## Exercise details
Could you transcribe every record below exactly as it stands?

⁂

PR #19211, opened 2025-06-05
[ros] temporarily enable ROS EOL builds to renew APT GPG key

mikaelarguedas:
Similar to https://github.com/docker-library/official-images/pull/15809 https://github.com/docker-library/official-images/pull/15809#issuecomment-1839829310

The snapshots.ros.org APT repo gpg key expired. It has now been renewed: https://discourse.ros.org/t/ros-signing-key-migration-guide/43937/41

Reenabling all ROS image builds to fetch the updated GPG key

---

One exception is ROS noetic that is going EOL and a separate PR to modify that image and any tag building bridge between ROS noetic and another ROS distro, tracked here https://github.com/osrf/docker_images/issues/808

### DIFF
--- a/library/ros
+++ b/library/ros
@@ -2,30 +2,386 @@ Maintainers: Tully Foote <tfoote+buildfarm@osrfoundation.org> (@tfoote)
 GitRepo: https://github.com/osrf/docker_images.git
 
 ################################################################################
+# Release: indigo
+
+########################################
+# Distro: ubuntu:trusty
+
+Tags: indigo-ros-core, indigo-ros-core-trusty
+Architectures: amd64, arm32v7
+GitCommit: 51ba1c72c513b62e8825c3df015ca4d926ac688c
+Directory: ros/indigo/ubuntu/trusty/ros-core
+
+Tags: indigo-ros-base, indigo-ros-base-trusty, indigo
+Architectures: amd64, arm32v7
+GitCommit: 20061b005b245d1b7e23626afd0ea2c39de9db49
+Directory: ros/indigo/ubuntu/trusty/ros-base
+
+Tags: indigo-robot, indigo-robot-trusty
+Architectures: amd64, arm32v7
+GitCommit: 20061b005b245d1b7e23626afd0ea2c39de9db49
+Directory: ros/indigo/ubuntu/trusty/robot
+
+Tags: indigo-perception, indigo-perception-trusty
+Architectures: amd64, arm32v7
+GitCommit: 20061b005b245d1b7e23626afd0ea2c39de9db49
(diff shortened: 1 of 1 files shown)


tianon:
Doesn't EOL mean users shouldn't be using it anymore? (so IMO builds failing because of this is probably a _good_ thing, as it helps users notice that their base image is EOL and they ought to upgrade :thinking:)

tfoote:
@mikaelarguedas Thanks for putting this together. 

@tianon Yes we do want people to move forward. And we have clearly indicated that there will be no new updates. However there are cases where it's highly valuable to have reproducibility of old results. This is especially seen in our academic communities, where you want to be able to reproduce old results. We transition the packages into an alternative not high bandwidth(ala CDN) location snapshots.ros.org from our main repository pakages.ros.org  in the same way as Ubuntu hosts old-releases.ubuntu.com like packages.ubuntu.com. 

We can see the progression of people moving between distros here: https://metrics.ros.org/packages_rosdistro.html There is a bit of a long tail of people using the EOL'd distros but most have moved over. 
image So people know to move over but often have a reason for not moving. 


It's a tradeoff of doing the minimal processing (that is essential for us to do with extra permissions) that will save people from spending a lot of work to rebuild the legacy images themselves. if we can do a single rebuild to get the gpg key updated, it will save many people the effort to take the images fork them, fix them, likely redistribute them. And often it will end up with an individual who will start sharing them through unofficial channels which don't have a good trust mechanism and consequently leave our community at risk of exploitation.  

So if we do the one rebuild, with the new gpg keys, things will remain reproducible and available from a trusted source. And we'll turn the builds back off once we have the rebuilt versions with the minimal gpg key only change.

yosifkit (approved):
So, it looks like these are all the exact Dockerfiles (and build contexts) from the previous time (https://github.com/docker-library/official-images/pull/15809) along with any new EOL versions. Why that is important is that since that PR we have moved to our newer build system\* which uses a hash generated from the parent images' hashes and the hash of the build context to build and tag the image into a staging repo on Docker Hub as a cache to know what is built. So, while the previous builds were not recorded, these will be and when this pull request is repeated in 5 years to update the gpg key for EOL versions, they will not get rebuilt. The hash of the image will already exist in the staging repo and be used as-is because neither the parent images nor the build context changed.

What this means is that the next GPG key update rebuild will require actual changes to the Dockerfiles to update the key (like embedding a checksum of the key or new key ID). As discussed previously, we would not accept contentless changes like `echo "2025-06-06"`.

---

\* build process described [here](https://github.com/docker-library/faq/blob/e4314f481219998c3917731e40c6f17f9122ee98/README.md#an-images-source-changed-in-git-now-what)

---

LGTM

⁂

## Final answer
PR #19211, opened 2025-06-05
[ros] temporarily enable ROS EOL builds to renew APT GPG key

mikaelarguedas:
Similar to https://github.com/docker-library/official-images/pull/15809 https://github.com/docker-library/official-images/pull/15809#issuecomment-1839829310

The snapshots.ros.org APT repo gpg key expired. It has now been renewed: https://discourse.ros.org/t/ros-signing-key-migration-guide/43937/41

Reenabling all ROS image builds to fetch the updated GPG key

---

One exception is ROS noetic that is going EOL and a separate PR to modify that image and any tag building bridge between ROS noetic and another ROS distro, tracked here https://github.com/osrf/docker_images/issues/808

### DIFF
--- a/library/ros
+++ b/library/ros
@@ -2,30 +2,386 @@ Maintainers: Tully Foote <tfoote+buildfarm@osrfoundation.org> (@tfoote)
 GitRepo: https://github.com/osrf/docker_images.git
 
 ################################################################################
+# Release: indigo
+
+########################################
+# Distro: ubuntu:trusty
+
+Tags: indigo-ros-core, indigo-ros-core-trusty
+Architectures: amd64, arm32v7
+GitCommit: 51ba1c72c513b62e8825c3df015ca4d926ac688c
+Directory: ros/indigo/ubuntu/trusty/ros-core
+
+Tags: indigo-ros-base, indigo-ros-base-trusty, indigo
+Architectures: amd64, arm32v7
+GitCommit: 20061b005b245d1b7e23626afd0ea2c39de9db49
+Directory: ros/indigo/ubuntu/trusty/ros-base
+
+Tags: indigo-robot, indigo-robot-trusty
+Architectures: amd64, arm32v7
+GitCommit: 20061b005b245d1b7e23626afd0ea2c39de9db49
+Directory: ros/indigo/ubuntu/trusty/robot
+
+Tags: indigo-perception, indigo-perception-trusty
+Architectures: amd64, arm32v7
+GitCommit: 20061b005b245d1b7e23626afd0ea2c39de9db49
(diff shortened: 1 of 1 files shown)


tianon:
Doesn't EOL mean users shouldn't be using it anymore? (so IMO builds failing because of this is probably a _good_ thing, as it helps users notice that their base image is EOL and they ought to upgrade :thinking:)

tfoote:
@mikaelarguedas Thanks for putting this together. 

@tianon Yes we do want people to move forward. And we have clearly indicated that there will be no new updates. However there are cases where it's highly valuable to have reproducibility of old results. This is especially seen in our academic communities, where you want to be able to reproduce old results. We transition the packages into an alternative not high bandwidth(ala CDN) location snapshots.ros.org from our main repository pakages.ros.org  in the same way as Ubuntu hosts old-releases.ubuntu.com like packages.ubuntu.com. 

We can see the progression of people moving between distros here: https://metrics.ros.org/packages_rosdistro.html There is a bit of a long tail of people using the EOL'd distros but most have moved over. 
image So people know to move over but often have a reason for not moving. 


It's a tradeoff of doing the minimal processing (that is essential for us to do with extra permissions) that will save people from spending a lot of work to rebuild the legacy images themselves. if we can do a single rebuild to get the gpg key updated, it will save many people the effort to take the images fork them, fix them, likely redistribute them. And often it will end up with an individual who will start sharing them through unofficial channels which don't have a good trust mechanism and consequently leave our community at risk of exploitation.  

So if we do the one rebuild, with the new gpg keys, things will remain reproducible and available from a trusted source. And we'll turn the builds back off once we have the rebuilt versions with the minimal gpg key only change.

yosifkit (approved):
So, it looks like these are all the exact Dockerfiles (and build contexts) from the previous time (https://github.com/docker-library/official-images/pull/15809) along with any new EOL versions. Why that is important is that since that PR we have moved to our newer build system\* which uses a hash generated from the parent images' hashes and the hash of the build context to build and tag the image into a staging repo on Docker Hub as a cache to know what is built. So, while the previous builds were not recorded, these will be and when this pull request is repeated in 5 years to update the gpg key for EOL versions, they will not get rebuilt. The hash of the image will already exist in the staging repo and be used as-is because neither the parent images nor the build context changed.

What this means is that the next GPG key update rebuild will require actual changes to the Dockerfiles to update the key (like embedding a checksum of the key or new key ID). As discussed previously, we would not accept contentless changes like `echo "2025-06-06"`.

---

\* build process described [here](https://github.com/docker-library/faq/blob/e4314f481219998c3917731e40c6f17f9122ee98/README.md#an-images-source-changed-in-git-now-what)

---

LGTM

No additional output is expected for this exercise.